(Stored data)
PR #2421, opened 2019-09-25
Feature/eth uri

justinkook:
- Can validate ethereum Uris

URIs based on EIP - 681 / EIP - 831

### DIFF
--- a/packages/crypto-wallet-core/src/validation/bch/index.ts
+++ b/packages/crypto-wallet-core/src/validation/bch/index.ts
@@ -3,21 +3,15 @@ const BitcoreCash = require('bitcore-lib-cash');
 
 export class BchValidation implements IValidation {
   validateAddress(network: string, address: string): boolean {
-    // Check if the input is a valid uri or address
-    const URICash = BitcoreCash.URI;
     const AddressCash = BitcoreCash.Address;
-
-    // Bip21 uri
-    let uri, uriAddress;
-    if (/^bitcoincash:|^bchtest:i/.test(address)) {
-      if (URICash.isValid(address)) {
-        uri = new URICash(address);
-        uriAddress = uri.address.toString();
-        return AddressCash.isValid(uriAddress, network);
-      }
-    }
-
     // Regular Address: try Bitcoin Cash
     return AddressCash.isValid(address, network);
+  }
+
+  validateUri(addressUri: string): boolean {
+    // Check if the input is a valid uri or address
+    const URICash = BitcoreCash.URI;
+    // Bip21 uri
+    return URICash.isValid(addressUri);
   }
 }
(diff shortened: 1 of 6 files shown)


packages/crypto-wallet-core/src/validation/eth/index.ts
```diff
@@ -3,6 +3,25 @@ const utils = require('web3-utils');
 
 export class EthValidation implements IValidation {
   validateAddress(_network: string, address: string): boolean {
+    address = this.sanitizeEthereumUri(address);
```
micahriggan: I'm somewhat worried about this change. We rely on this method to tell us whether an address is valid, so we can pass it into methods that rely on an address being provided. 

If we do this, we lose that and instead it's more of a "contains" a valid address

packages/crypto-wallet-core/src/validation/bch/index.ts
```diff
@@ -3,21 +3,25 @@ const BitcoreCash = require('bitcore-lib-cash');
...
+
+  validateUri(network: string, address: string): boolean {
     // Check if the input is a valid uri or address
     const URICash = BitcoreCash.URI;
     const AddressCash = BitcoreCash.Address;
 
     // Bip21 uri
     let uri, uriAddress;
-    if (/^bitcoincash:|^bchtest:i/.test(address)) {
+    if (/^bitcoincash:|^bchtest:/i.test(address)) {
```
matiu: Can we use bitcore-lib-cash for this?

Same thing as here:
https://github.com/bitpay/bitcore/pull/2421/files#diff-57413206f34f99cbc83e311f3b62cde2R11

but with bitcore-lib-cash.

packages/crypto-wallet-core/test/validation.ts
```diff
@@ -17,9 +17,10 @@ describe('Address Validation', () => {
 
   // Uri
   const btcUri = 'bitcoin:1NuKwkDtCymgA1FNLUBaUWLD8s4kdKWvgn';
-  const bchUri = 'bitcoincash:qr8uujscckc56ancdkmqnyyl2rx6pnp24gmdfrf8qd';
+  const bchUri = 'bitcoincash:pp8skudq3x5hzw8ew7vzsw8tn4k8wxsqsv0lt0mf3g';
+  const ethUri = 'ethereum:0x37d7B3bBD88EFdE6a93cF74D2F5b0385D3E3B08A?value=123?gasPrice=123?gas=123?gasLimit=123'
```
matiu: should the URI be:

ethereum:0x37d7B3bBD88EFdE6a93cF74D2F5b0385D3E3B08A?value=123&gasPrice=123&gas=123&gasLimit=123

could you also add a naked one, like:
ethereum:0x37d7B3bBD88EFdE6a93cF74D2F5b0385D3E3B08A

justinkook: added

PR #2422, opened 2019-09-25
Fix(CWC) - sign to non async

justinkook:
Sign was returning a promise instead of a signedRawTx causing ERROR: `invalid proposal signature`


matiu:
why does tx signature need to be async?

matiu:
it seems we can get the signature sync doing this:
```
var signingKey = new ethers.utils.SigningKey(privateKey);
 var signDigest = signingKey.signDigest.bind(signingKey);
                var signature = signDigest(ethers.utils.keccak256(unsignedTx));
var signedTx = ethers.utils.serializeTransaction(transaction, signature)
```

see https://github.com/ethers-io/ethers.js/blob/master/tests/test-wallet.js#L169

PR #2426, opened 2019-09-27
Fix CWC.sign removed utils.toHex from txData

justinkook:
nonce, gasLimit, gasPrice, and value was being pass into serializeTransaction as hex string.

Fixes error:
```
ERROR: 500 - "Returned error: Transaction cost exceeds current gas limit. Limit: 9992977, got: 41900420268743501727197304949355530691197. Try decreasing supplied gas."
```


matiu:
Could you please write a test for it, so we prevent from happening again?

PR #2437, opened 2019-10-02
Add mongo url support

jougene:
In case when we working with mongo replica, need possibility to work with mongo url instead of concatenating different parts of environment variables.
ex. `DB_URL: mongodb://test:test@mongodb-0.mongodb:27017,mongodb-1.mongodb:27017,mongodb-2.mongodb:27017/bitcore`


micahriggan:
Thanks!

PR #2443, opened 2019-10-03
Fix(node) - getAccountNonce nonce

justinkook:
fix getAccountNonce query to count transactions with blockHeight not equal to -1


matiu:
nice catch

PR #79, opened 2018-12-07
Use body width.

mbostock:
This eliminates the hard-coded 28px, making the definition more generally useful.


mbostock:
No, the 28px was for the cell margins (14px on each size).

PR #80, opened 2018-12-07
Wrap with span, not div.

### LINKED ISSUE #73: html should use a SPAN wrapper, not DIV

mbostock:
Previously, there was an implicit DIV when using an html or md tagged template literal that returns more than one node. For example:

```js
html`Hello, <i>world</i>!`
```

This implicit DIV is weird if you’re embedding the HTML inside something else (rather than as a top-level cell value); it’s better to use a container that doesn’t affect the content layout, hence SPAN.

Fixes #73.

### DIFF
--- a/src/html.js
+++ b/src/html.js
@@ -5,5 +5,5 @@ export default template(function(string) {
   template.innerHTML = string.trim();
   return document.importNode(template.content, true);
 }, function() {
-  return document.createElement("div");
+  return document.createElement("span");
 });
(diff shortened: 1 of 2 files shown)


mbostock:
Are you saying that DIV with display: block is the right approach? Or is there another element with display: inline that we should use instead?

jashkenas:
I'm saying that technically, a `<div>` is the appropriate semantically meaningless element to wrap "flow content" like paragraphs ... but that in practice, since we don't know whether you intend to render inline content or block content, this change to a `<span>` is probably the best approach — despite not validating as HTML5.

PR #87, opened 2019-03-13
Embed marked

tmcw:
One part of https://github.com/observablehq/notebook/issues/2197

Main gotcha that happens here is that the dependency path notebook - runtime - stdlib ends up with the 'module' entry in stdlib, and that means that it tries to import marked, and because marked is commonjs, it fails. So… we may need to either special-case that in the notebook, or something else.

### DIFF
--- a/package.json
+++ b/package.json
@@ -33,7 +33,7 @@
   "dependencies": {
     "d3-require": "^1.2.0",
     "esm": "^3.0.84",
-    "marked": "^0.6.1"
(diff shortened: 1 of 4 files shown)


tmcw:
In terms of doing this _the long way_, I opened a PR to add an ES Module entry point to marked https://github.com/markedjs/marked/pull/1452

mbostock:
Let’s fork marked and use that as a dependency for now.

mbostock:
Thanks. If you revert the rollup.config.js changes and remove the rollup-plugin-commonjs dep, this looks good. 👍

mootari:
Was the version jump from 0.3.12 to 0.6.1 intended?

PR #88, opened 2019-04-09
Polyglot highlight.js support

tmcw:
Downstream of https://github.com/observablehq/highlight.js/pull/2 and upstream of notebook-runtime, this adds the ability to highlight any of highlight.js's many highlightable languages without loading them all in off the bat.

### DIFF
--- a/src/md.js
+++ b/src/md.js
@@ -1,8 +1,8 @@
 import template from "./template";
 import marked from "marked";
 
-const LANGUAGE_ROOT =
-  "https://cdn.jsdelivr.net/npm/@observablehq/highlight.js@2.0.0-alpha.3/";
+const HL_ROOT =
+  "https://cdn.jsdelivr.net/npm/@observablehq/highlight.js@2.0.0/";
 
 export default function(require) {
   return function() {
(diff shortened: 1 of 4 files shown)


tmcw:
Simplified this branch a bit by undoing the usage of `async` and `import` - it no longer changes the language subset we're using in this project.

src/md.js
```diff
@@ -1,23 +1,46 @@
...
+                  .then(index => {
+                    if (index.has(block.className)) {
+                      return require(HL_ROOT +
+                        "async-languages/" +
+                        index.get(block.className)).then(language => {
+                        hl.registerLanguage(block.className, language);
+                      });
+                    }
+                  })
+                  .then(done, done);
```
visnup: Actually, what would the async/await version of this look like? Realized it's ~3 nested promises.

tmcw: It'd be a little shinier but require a change in the support expectations of this module - it's currently in a very conservative style, even using old-fashioned `var`. That's what I had initially but decided that this wasn't enough of a convenience to change the expectations of the module, and if we do, we'll want to use all the newfangled other stuff too.

visnup: ah right, forgot which module I was looking at.

PR #114, opened 2019-08-28
Remove existing fragment identifier in DOM.uid

rreusser:
Appending `"#" + id` to `window.location` results in UID hrefs with _two_ fragment identifiers. This commit removes the existing fragment identifier before appending the new one.

For an example of the currently-broken behavior, see https://observablehq.com/@mbostock/svg-clipping-test#foo. The preexisting fragment identifier `#foo` returns it to broken clipping.

### DIFF
--- a/src/dom/uid.js
+++ b/src/dom/uid.js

Instructions for the task: Tally the lines of the records that contain the word "inline" and state the total alone.

Written reply: 2